You might've expected her lips, the roughness of her skin and the sweetness of her tongue. You
didn't.

(She whispers it in the hollow of your neck: what love does to wreck you, how he fell in a splash of
red heroism, what the markets of Jasmine's city look like, unruly and messy with tinsel and heady
spices; cross-legged and naked on your bed, you think her your very own Schehezerda.)

When her hands touch you you want to ask: what treasures did you steal with those hands? Who
did you love before me?

But you don't, because you can't talk with her skin near; instead you stutter, you sing, full to
bursting with the delicate moans you used to keep only for long lonely nights.

But she, her eyes twinkling, talks— "Jasmine," in your mouth, and she consumes you.

Sometimes when you lay on your back it seems to you that you've seen all there is to see; that the
world is finite, and what the books told you were only dreams, the imaginings of insane men
locked into tight dark houses.

She gives you a faith you didn't know you held, fervent and almost dark, traces on the back of your
knees the road she travelled with her companion and bites off your lips her 'I love you's in different
tongues.

"We'll run away," she tells you, her voice like a locket. You want and fear to open it: poison, a
picture, of the wind of deserts?

Prove it, you reply in fevered dreams, looking down at her with dark, commanding eyes.
You are a princess. Your father told you that from your very infancy, bent over your gilded cradle:
with the unbound love of a father, he said you would have anything you desired.

But don't go down to the market, Jasmine; don't talk to strange men and don't climb over your
balcony. You can have everything you want, as long as it can come to you in cages and packages,
borne on the backs of men you want to follow back out the gates.

Rapunzel was only once formidable: when she stood on the bars, that night, and told you to jump.

"It's not that high," she said, crowned from behind by the night's few fires. "You just have to be
careful."

And you were afraid, but— "What do you have to lose?"

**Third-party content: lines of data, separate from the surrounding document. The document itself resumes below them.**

PR #665, opened 2020-08-09
Lathropd patch 2

lathropd:
Update some public-facing perl6 references

### DIFF
--- a/TODO
+++ b/TODO
@@ -5,7 +5,7 @@ by synopsis (when applicable) or put them in the OVERALL section at the top
 if they apply to the test suite in general.
 
 NOTE that references to a t/ directory are for the t/ directory in the mu
-repository found here:  https://github.com/perl6/mu
+repository found here:  https://github.com/raku/mu
 
 Please also read t/deprecated-syntax.pod for common mistakes in the test
 suite, and clear them when you update tests.
--- a/TODO
+++ b/TODO
@@ -5,7 +5,7 @@ by synopsis (when applicable) or put them in the OVERALL section at the top
 if they apply to the test suite in general.
 
 NOTE that references to a t/ directory are for the t/ directory in the mu
-repository found here:  https://github.com/raku/mu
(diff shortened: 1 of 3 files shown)


TODO
```diff
@@ -5,7 +5,7 @@ by synopsis (when applicable) or put them in the OVERALL section at the top
 if they apply to the test suite in general.
 
 NOTE that references to a t/ directory are for the t/ directory in the mu
-repository found here:  https://github.com/perl6/mu
+repository found here:  https://github.com/raku/mu
```
JJ, line 8: Maybe capitalize that?

TODO
```diff
@@ -16,7 +16,7 @@ commit message:
 [TODO]: Added more tasks for S02.
 
 This way, people working on the test suite can easily spot these commits
-in #perl6.
+in #raku.
```
JJ, line 19: Not totally clear what the hashtag is about. If it's a hashtag, in Twitter #rakulang is used. And apparently in Rosettacode it should be capitalized.

docs/announce/6.e.md
```diff
@@ -32,10 +32,10 @@ This ChangeLog is targeted towards language users, to help with preparation to u
 compilers supporting latest language version. Thus, it does not contain every minute
 change to the specification that occurred. Implementations wishing to ensure full
 compliance with the new version of the language specification should execute the
-test suite available at https://github.com/perl6/roast/ and examine any failing tests.
+test suite available at https://github.com/raku/roast/ and examine any failing tests.
```
JJ, line 36: Again, capitalizing is probably better. It's redirected, but still it's better to use like it should.

TODO
Altai-man: I think this is about irc channel, though.

docs/announce/6.e.md
lathropd: Fixed the capitalization. Thanks!

PR #666, opened 2020-08-09
Lathropd patch 3

lathropd:
Update a public facing perl6.org url in the 6.d announcement


lathropd:
accidentally included part of lathropd-patch-2, so that’s created and reverted

PR #674, opened 2020-09-10
Tests for the new coercion semantics

vrurg:
In support of rakudo/rakudo#3891


vrurg:
Based upon Raku/problem-solving#227

PR #677, opened 2020-10-02
Test `&`-sigiled variables in `where` clauses

### LINKED ISSUE #650: &sigiled Callable in where clause not covered
```
my &block = { False }; sub s($a where &block) { say $a }; s 'OK';
sub check { False }; sub s($a where &check) { say $a }; s 'OK'
```
Both cases are supported by Rakudo but are not checked for in the spec.
discussion: https://colabti.org/irclogger/irclogger_log/raku-dev?date=2020-06-26#l31

zoffixznet:
Closes #650

### DIFF
--- a/S12-subset/subtypes.t
+++ b/S12-subset/subtypes.t
@@ -3,7 +3,7 @@ use Test;
 use lib $?FILE.IO.parent(2).add("packages/Test-Helpers");
 use Test::Util;
 
-plan 90;
+plan 91;
 
 =begin description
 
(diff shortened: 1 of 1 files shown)


AlexDaniel (approved):
Looks good to me. I guess you could also test multi-dispatch based on &-sigilled where clauses, but IMO this PR is more than good enough.

AlexDaniel:
By the way, none of the tests seem to use a block (instead of a sub), which the original ticket explicitly mentioned. Feel free to add tests for that, if you feel like it.

S12-subset/subtypes.t
```diff
@@ -482,4 +482,90 @@ subtest 'postconstraints on variables in my (...)' => {
...
+group-of 5 => '`&`- sigiled variable be used in where' => {
+    my $wanted;
+    sub pos-match { $wanted = $^got; True  }
+    sub neg-match { $wanted = $^got; False }
+
+    group-of 4 => 'subset' => {
+        $wanted = Nil;
+
+        my subset PosSubset where &pos-match;
+        my subset NegSubset where &pos-match;
```
niner, line 495: Should this read `where &neg-match`?

zoffixznet:
All comments and corrections addressed in https://github.com/Raku/roast/pull/678

PR #693, opened 2020-10-27
:enc(utf16) assumes host byte order if there is no BOM, so test accordingly.

nwc10:
The test had always used 'sample-UTF-16LE.txt' when testing :enc(utf16), but
that is only appropriate on little endian systems. For big endian systems,
we need to test with 'sample-UTF-16BE.txt' instead.

### DIFF
--- a/S32-io/utf16.t
+++ b/S32-io/utf16.t
@@ -7,13 +7,22 @@ plan 39;
 # to test .encode, .decode, .slurp, .spurt. We also make sure .read reads the
 # file properly and that utf16 will get rid of a BOM at the start of the file.
 
+# "Raku's utf16 format specifier will use the endianness of host system when
+# encoding. When decoding it will look for a byte order mark and if it is there
+# use that to set the endianness. If there is no byte order mark it will assume
+# the file uses the same endianness as the host system."
+# Hence for testing a file without a BOM, we must pick the correct ordering:
+
+my $matching_utf16 = $*KERNEL.endian == LittleEndian
+    ?? 'sample-UTF-16LE.txt' !! 'sample-UTF-16BE.txt';
+
 # TODO:
 # * Check that BOM other places other than the start of the file get passed
 #   through with 'utf16'.
 # * Test .lines with both single and multiple lines
 my %enc =
     utf8    => <sample-UTF-8.txt>,
-    utf16   => <sample-UTF-16LE-bom.txt sample-UTF-16BE-bom.txt sample-UTF-16LE.txt>,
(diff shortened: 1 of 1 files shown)


S32-io/utf16.t
```diff
@@ -7,13 +7,22 @@ plan 39;
 # to test .encode, .decode, .slurp, .spurt. We also make sure .read reads the
 # file properly and that utf16 will get rid of a BOM at the start of the file.
 
+# "Raku's utf16 format specifier will use the endianness of host system when
+# encoding. When decoding it will look for a byte order mark and if it is there
+# use that to set the endianness. If there is no byte order mark it will assume
+# the file uses the same endianness as the host system."
+# Hence for testing a file without a BOM, we must pick the correct ordering:
+
+my $matching_utf16 = $*KERNEL.endian eq 'LittleEndian'
```
MasterDuke17, line 16: Wouldn't `$*KERNEL.endian ~~ LittleEndian` be a little better?

niner:
> Wouldn't `$*KERNEL.endian ~~ LittleEndian` be a little better?

Since Enums are Ints by default, I'd say `$*KERNEL.endian == LittleEndian`

MasterDuke17:
> Since Enums are Ints by default, I'd say `$*KERNEL.endian == LittleEndian`

`==` is used in src/core.c/Buf.pm6, so I guess that's the way to go.

nwc10:
> `==` is used in src/core.c/Buf.pm6, so I guess that's the way to go.

as best I can tell, that ony works there because it creates the Enum in its source:

```
# externalize the endian indicators
enum Endian (
  NativeEndian => nqp::box_i(nqp::const::BINARY_ENDIAN_NATIVE,Int),
  LittleEndian => nqp::box_i(nqp::const::BINARY_ENDIAN_LITTLE,Int),
  BigEndian    => nqp::box_i(nqp::const::BINARY_ENDIAN_BIG,Int),
);
```

So for the single ternary for this spectest, one could write:

```
$*KERNEL.endian == nqp::const::BINARY_ENDIAN_LITTLE
```

Is that the best plan?

MasterDuke17:
> So for the single ternary for this spectest, one could write:
> 
> ```
> $*KERNEL.endian == nqp::const::BINARY_ENDIAN_LITTLE
> ```
> 
> Is that the best plan?

`$*KERNEL.endian == LittleEndian` returns `True` on my system (and `False` for `BigEndian`). Don't see why you'd need the NQP code.

nwc10:
Not sure what I messed up when I tried to test it. It *does* work for me too once I get it right.

Revised branch pushed.

PR #709, opened 2020-12-08
Make test conform to the new coercion semantics and role invocation

vrurg:
In support of rakudo/rakudo#4096. Previously the invocation handler was unconditionally using a coercion method named after the target type. Now it uses the new coercion protocol. With this change `Str($*USER)` ends up as `IntStr` because no actual coercion is needed. Correspondingly, testing for the outcome of it to be a `Str` class makes more sense than to test for it to be exactly a `Str` instance.

### DIFF
--- a/S02-literals/allomorphic.t
+++ b/S02-literals/allomorphic.t
@@ -458,6 +458,6 @@ group-of 4 => '.comb on allomorphs uses Str variant' => {
 }
 
 # https://github.com/rakudo/rakudo/issues/3308
-is Str($*USER).^name, "Str", 'No leaking of guts types when coercing allomorph to Str';
+isa-ok Str($*USER), Str, 'No leaking of guts types when coercing allomorph to Str';
 
 # vim: expandtab shiftwidth=4
--- a/S13-overloading/typecasting-long.t
+++ b/S13-overloading/typecasting-long.t
@@ -1,7 +1,7 @@
 use v6;
 use Test;
 
-plan 32;
+plan 39;
 
 # L<S13/"Type Casting"/"method CALL-ME(**@slice) {...}">
 # basic tests to see if the methods overload correctly.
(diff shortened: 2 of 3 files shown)


lizmat:
hmmm... so how would one coerce an `IntStr` to a `Str` then ?

vrurg:
@lizmat explicitly: `$*USER.Str === Str`

lizmat:
So something like `Str(IntStr) $foo` in a signature, will *not* give you a `Str`?

vrurg:
Apparently not. And it must not because `IntStr ~~ Str`.

Leont:
That can be kind of annoying, given that an `IntStr` is not Liskov substitutable for an `Int`

vrurg:
@Leont Unfortunately, there is no way to formally explain why `Bar is Foo` is different from `Allomorph is Str`.

lizmat:
Having said that, it is at least *my* expectation that the result of a coercion to `Foo` would yield a `True` on `coercion-result =:= Foo`.

vrurg:
@lizmat consider this:

```
class Foo {...}
class Bar is Foo {...}
sub f1(Foo $v) {...}
sub f2(Foo() $v) {...}
f1(Bar.new);
f2(Bar.new);
```

Why should f2 fail in your case?

lizmat:
@vrurg Since `class A { }; class B is A { }; sub a(A() \b) { dd b }; a B` produces `B` since before the coercion protocol changes, I guess I will need to reprogram my expectations  :)

vrurg:
@lizmat But the subject of coercing exactly into the target type makes me considering a kind of forced coercion. Technically it's not hard to be implemented. But practically I don't see a good syntax form for it. So far, the best what comes into mind is `Str(IntStr):f` and it looks highly imperfect.

lizmat:
Yeah, adding syntax like that would require a problem-solving issue, I guess.

PR #713, opened 2020-12-30
Two more spectests that need tweaking to work on Solaris

nwc10:


lizmat:
I assume these can be merged before the Solaris work is actually merged?

nwc10:
To my mind the strict answer to "can be merged?" is independent of whether MoarVM copes with Solaris :-)

But

MoarVM does now cope with Solaris (ie changes to get it building, at least with gcc) are in, so merging these two changes reduces the number of failing spectests. (if one builds with MoarVM master)

PR #715, opened 2021-02-14
Add test for R-metaop as value in colon pair

atroxaper:
In support for [#4204](https://github.com/rakudo/rakudo/pull/4204)

### DIFF
--- a/S03-metaops/reverse.t
+++ b/S03-metaops/reverse.t
@@ -1,7 +1,7 @@
 use v6;
 use Test;
 
-plan 69;
+plan 71;
 
 =begin pod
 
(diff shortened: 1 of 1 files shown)


MasterDuke17:
I'd prefer tests that didn't depend on the string representation of something (especially the `.gist`, which is only meant as a human-readable representation). Maybe check that the value of `foo` is `1` instead?

atroxaper:
@MasterDuke17 I agree. I’m going to create a Capture and check equality.

vrurg:
@atroxaper Why not just use a named? `sub foo(:$foo) { note $foo }; foo(:foo(3 R- 2))` currently fails, so the test could be done as (note: quick and dirty example):

```
my $got;
sub foo(:$foo) { $got = $foo };
lives-ok { foo(:foo(3 R- 2)) }, "call doesn't throw";
is $got, -1, "named is good";
```

atroxaper:
@vrurg Did so. Thank you.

The tiger was sprawled on the red tiles. He opened a golden eye and looked at you, as you took off
your bracelets and set them on the ground; looked, too, when Rapunzel's hands closed tight on your
hips and brought you against her chest.

"Come along," she murmured. Her voice was soft like foods she could not know before she met
you, like turkish delights.

Jasmine, you jumped.

You steal a horse.

Her hair whips the night, and you feel yourself become an adventuress. In the next town over you
shed your rich fabrics and you buy a kilij, to protect yourself against your husband's men.

Rapunzel slides a finger over the blade and makes you taste her blood.

"For practice," she grins, but you can barely hear her over the sound of your thumping heart.